Ginjaar I B, Bakker E, van Paassen M M, den Dunnen J T, Wessels A, Zubrzycka-Gaarn E E, Moorman A F, van Ommen G J
Department of Human Genetics, Sylvius Laboratory, Leiden, The Netherlands.
J Med Genet. 1991 Aug;28(8):505-10. doi: 10.1136/jmg.28.8.505.

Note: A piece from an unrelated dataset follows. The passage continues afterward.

PR #3646, opened 2018-02-14
Allow modders to restrict physical access to a planet similarly to the way they can grant it.

Hadron1776:
In the `master` branch, one can limit a planet's accessibility with `requires: <attribute>`, which makes the planet inaccessible to any ship that does not have that attribute.

This PR adds a similar check for attributes of the form `prohibits: <attribute>`, which denies access to any ship that _does_ have that attribute.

We have performed immunohistochemical studies on muscle tissue of three 12 week old fetuses at risk for DMD, using antisera directed against regions located NH2-proximally and centrally in the rod shaped spectrin-like domain and against the COOH-terminus of dystrophin. All three fetuses had a family history of DMD. Truncated dystrophins were identified in all three cases by a positive reaction with the NH2-proximal antibody, different reactions with the central antibody, and a negative reaction with the COOH-terminal antibody. These data indicate that a panel of antibodies would, in principle, permit 'immunological' mapping of dystrophin mutations. This is diagnostically important in the 35% of families where no mutation is detectable at the DNA level. Secondly, by using this mapping technique it may also become possible to identify the at risk haplotype when DNA analysis is not informative. This may be of great value in DMD carrier detection.
我们使用针对位于杆状血影蛋白样结构域氨基近端和中央区域以及抗肌萎缩蛋白羧基末端的抗血清,对三名有杜氏肌营养不良症(DMD)风险的12周龄胎儿的肌肉组织进行了免疫组织化学研究。所有三名胎儿都有DMD家族病史。通过与氨基近端抗体的阳性反应、与中央抗体的不同反应以及与羧基末端抗体的阴性反应,在所有三例中均鉴定出截短的抗肌萎缩蛋白。这些数据表明,一组抗体原则上可以对抗肌萎缩蛋白突变进行“免疫”定位。这在35%的DNA水平检测不到突变的家庭中具有重要的诊断意义。其次,通过使用这种定位技术,当DNA分析无信息价值时,也有可能识别出有风险的单倍型。这在DMD携带者检测中可能具有很大价值。